• DESCRIPTION OF THE TASK:
Reproduce exactly the lines that run from the start of the records below to the line with "## List all the issues related to this PR", inclusive.

(Collected data)

***

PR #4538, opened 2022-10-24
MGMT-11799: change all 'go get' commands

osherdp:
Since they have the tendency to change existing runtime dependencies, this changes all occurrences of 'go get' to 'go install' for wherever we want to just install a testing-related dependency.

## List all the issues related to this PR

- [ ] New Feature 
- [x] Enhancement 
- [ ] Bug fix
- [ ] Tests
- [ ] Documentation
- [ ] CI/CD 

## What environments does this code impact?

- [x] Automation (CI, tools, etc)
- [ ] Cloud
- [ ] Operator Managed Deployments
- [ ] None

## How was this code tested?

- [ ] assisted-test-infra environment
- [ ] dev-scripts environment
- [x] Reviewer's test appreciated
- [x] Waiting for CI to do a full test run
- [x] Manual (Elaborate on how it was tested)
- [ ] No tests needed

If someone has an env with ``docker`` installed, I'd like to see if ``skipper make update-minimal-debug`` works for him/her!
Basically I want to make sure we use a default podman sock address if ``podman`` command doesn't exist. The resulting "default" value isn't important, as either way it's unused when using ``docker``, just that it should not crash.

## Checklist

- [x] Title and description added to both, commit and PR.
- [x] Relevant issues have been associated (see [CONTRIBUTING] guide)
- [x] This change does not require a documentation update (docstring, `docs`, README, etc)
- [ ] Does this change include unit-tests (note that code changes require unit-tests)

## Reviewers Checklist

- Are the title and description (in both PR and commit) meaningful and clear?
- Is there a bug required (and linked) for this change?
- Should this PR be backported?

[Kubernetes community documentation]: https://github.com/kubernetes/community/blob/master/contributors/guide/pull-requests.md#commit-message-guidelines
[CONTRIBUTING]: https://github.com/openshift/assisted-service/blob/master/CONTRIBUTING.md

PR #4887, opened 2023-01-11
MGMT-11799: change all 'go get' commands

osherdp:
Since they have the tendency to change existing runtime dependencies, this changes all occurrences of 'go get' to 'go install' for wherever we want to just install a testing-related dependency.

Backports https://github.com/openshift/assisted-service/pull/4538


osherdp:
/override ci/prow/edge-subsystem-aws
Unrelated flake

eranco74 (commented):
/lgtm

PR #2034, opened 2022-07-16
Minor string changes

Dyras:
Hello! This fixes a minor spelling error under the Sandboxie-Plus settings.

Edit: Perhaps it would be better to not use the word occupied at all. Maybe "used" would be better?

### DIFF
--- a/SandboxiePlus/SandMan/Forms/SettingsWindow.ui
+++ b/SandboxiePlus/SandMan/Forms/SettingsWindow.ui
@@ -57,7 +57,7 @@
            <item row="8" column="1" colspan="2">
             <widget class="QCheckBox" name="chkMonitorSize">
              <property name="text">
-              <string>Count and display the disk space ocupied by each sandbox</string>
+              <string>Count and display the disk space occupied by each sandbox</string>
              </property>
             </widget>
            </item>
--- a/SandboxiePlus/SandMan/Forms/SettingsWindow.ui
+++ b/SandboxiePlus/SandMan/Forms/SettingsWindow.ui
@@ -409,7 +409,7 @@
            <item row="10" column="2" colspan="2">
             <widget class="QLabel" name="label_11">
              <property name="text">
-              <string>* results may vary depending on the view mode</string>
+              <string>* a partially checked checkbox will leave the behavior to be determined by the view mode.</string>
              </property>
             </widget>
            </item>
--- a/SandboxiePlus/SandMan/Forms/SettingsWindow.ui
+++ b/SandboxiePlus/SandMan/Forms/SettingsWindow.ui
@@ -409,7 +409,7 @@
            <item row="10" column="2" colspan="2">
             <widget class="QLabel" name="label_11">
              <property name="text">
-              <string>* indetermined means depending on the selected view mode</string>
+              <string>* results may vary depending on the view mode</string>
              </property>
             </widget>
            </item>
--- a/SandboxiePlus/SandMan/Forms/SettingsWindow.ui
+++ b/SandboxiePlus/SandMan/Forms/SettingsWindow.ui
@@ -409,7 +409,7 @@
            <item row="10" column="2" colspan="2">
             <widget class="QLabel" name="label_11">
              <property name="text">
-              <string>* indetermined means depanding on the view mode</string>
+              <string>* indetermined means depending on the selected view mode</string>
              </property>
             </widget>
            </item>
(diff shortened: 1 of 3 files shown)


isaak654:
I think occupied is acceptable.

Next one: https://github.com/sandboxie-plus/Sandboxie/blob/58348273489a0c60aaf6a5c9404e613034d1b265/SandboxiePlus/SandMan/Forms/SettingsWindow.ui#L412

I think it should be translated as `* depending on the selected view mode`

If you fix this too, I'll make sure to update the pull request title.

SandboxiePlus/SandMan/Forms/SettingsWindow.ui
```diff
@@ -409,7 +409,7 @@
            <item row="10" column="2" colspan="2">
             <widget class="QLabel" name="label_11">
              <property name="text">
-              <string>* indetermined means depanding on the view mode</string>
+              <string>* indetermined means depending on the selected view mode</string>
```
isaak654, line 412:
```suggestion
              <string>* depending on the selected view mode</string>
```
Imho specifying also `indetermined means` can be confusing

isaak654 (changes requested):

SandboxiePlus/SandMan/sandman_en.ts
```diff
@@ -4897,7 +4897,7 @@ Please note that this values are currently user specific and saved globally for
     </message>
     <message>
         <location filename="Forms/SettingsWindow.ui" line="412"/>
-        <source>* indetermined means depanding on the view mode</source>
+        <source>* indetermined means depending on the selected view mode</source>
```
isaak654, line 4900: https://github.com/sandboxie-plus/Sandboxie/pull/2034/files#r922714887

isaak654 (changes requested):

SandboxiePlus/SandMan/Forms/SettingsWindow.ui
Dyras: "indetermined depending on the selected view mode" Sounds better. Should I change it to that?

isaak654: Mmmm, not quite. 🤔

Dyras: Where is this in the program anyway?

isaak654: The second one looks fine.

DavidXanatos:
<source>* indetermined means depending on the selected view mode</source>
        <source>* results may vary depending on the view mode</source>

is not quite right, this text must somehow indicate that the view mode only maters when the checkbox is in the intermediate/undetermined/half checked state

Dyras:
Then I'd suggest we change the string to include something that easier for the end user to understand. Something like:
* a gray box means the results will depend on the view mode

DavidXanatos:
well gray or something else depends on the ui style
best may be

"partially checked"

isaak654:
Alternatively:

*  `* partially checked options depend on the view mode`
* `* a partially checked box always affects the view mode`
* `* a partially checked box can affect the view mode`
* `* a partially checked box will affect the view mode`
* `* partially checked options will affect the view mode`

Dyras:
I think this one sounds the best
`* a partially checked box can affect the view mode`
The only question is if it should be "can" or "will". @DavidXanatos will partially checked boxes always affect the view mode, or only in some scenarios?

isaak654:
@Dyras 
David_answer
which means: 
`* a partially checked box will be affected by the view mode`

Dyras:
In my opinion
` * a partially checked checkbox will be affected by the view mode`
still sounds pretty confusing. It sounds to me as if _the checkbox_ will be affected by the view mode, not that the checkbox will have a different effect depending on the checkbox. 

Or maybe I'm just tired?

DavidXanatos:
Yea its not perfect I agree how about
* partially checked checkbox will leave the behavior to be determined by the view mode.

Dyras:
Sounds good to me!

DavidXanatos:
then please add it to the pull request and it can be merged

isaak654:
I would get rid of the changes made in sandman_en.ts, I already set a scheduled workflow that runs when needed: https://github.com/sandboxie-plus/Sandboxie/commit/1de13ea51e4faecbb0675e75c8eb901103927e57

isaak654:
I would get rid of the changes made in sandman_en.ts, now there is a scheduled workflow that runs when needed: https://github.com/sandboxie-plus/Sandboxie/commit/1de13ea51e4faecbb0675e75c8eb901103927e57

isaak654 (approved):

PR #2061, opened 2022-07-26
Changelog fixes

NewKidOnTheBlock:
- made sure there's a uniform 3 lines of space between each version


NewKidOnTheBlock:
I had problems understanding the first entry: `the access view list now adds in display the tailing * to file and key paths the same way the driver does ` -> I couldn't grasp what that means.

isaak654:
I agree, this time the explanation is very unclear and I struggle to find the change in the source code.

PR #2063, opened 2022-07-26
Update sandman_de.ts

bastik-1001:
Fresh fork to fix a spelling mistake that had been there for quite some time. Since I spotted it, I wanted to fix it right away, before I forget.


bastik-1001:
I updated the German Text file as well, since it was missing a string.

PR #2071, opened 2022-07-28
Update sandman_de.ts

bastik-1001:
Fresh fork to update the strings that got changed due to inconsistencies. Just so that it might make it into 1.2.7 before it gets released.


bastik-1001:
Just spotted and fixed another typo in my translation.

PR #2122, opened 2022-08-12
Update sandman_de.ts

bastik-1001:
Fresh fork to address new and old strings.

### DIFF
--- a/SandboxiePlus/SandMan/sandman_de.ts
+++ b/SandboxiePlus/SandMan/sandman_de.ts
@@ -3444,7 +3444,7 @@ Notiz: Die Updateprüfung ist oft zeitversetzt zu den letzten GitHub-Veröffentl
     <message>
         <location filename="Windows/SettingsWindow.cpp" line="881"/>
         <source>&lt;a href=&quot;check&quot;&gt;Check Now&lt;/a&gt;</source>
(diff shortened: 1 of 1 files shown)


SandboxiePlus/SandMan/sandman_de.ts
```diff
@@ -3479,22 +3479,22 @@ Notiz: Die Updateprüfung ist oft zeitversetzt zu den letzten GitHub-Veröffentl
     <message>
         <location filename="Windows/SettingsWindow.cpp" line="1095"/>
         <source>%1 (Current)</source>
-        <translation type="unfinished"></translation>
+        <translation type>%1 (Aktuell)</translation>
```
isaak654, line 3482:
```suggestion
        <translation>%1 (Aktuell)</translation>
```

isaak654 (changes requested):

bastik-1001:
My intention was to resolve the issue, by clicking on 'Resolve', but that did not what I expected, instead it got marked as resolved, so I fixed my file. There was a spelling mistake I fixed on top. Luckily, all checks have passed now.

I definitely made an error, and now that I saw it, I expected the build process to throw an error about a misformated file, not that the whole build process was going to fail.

***

• RESULT OF THIS TASK:
PR #4538, opened 2022-10-24
MGMT-11799: change all 'go get' commands

osherdp:
Since they have the tendency to change existing runtime dependencies, this changes all occurrences of 'go get' to 'go install' for wherever we want to just install a testing-related dependency.

## List all the issues related to this PR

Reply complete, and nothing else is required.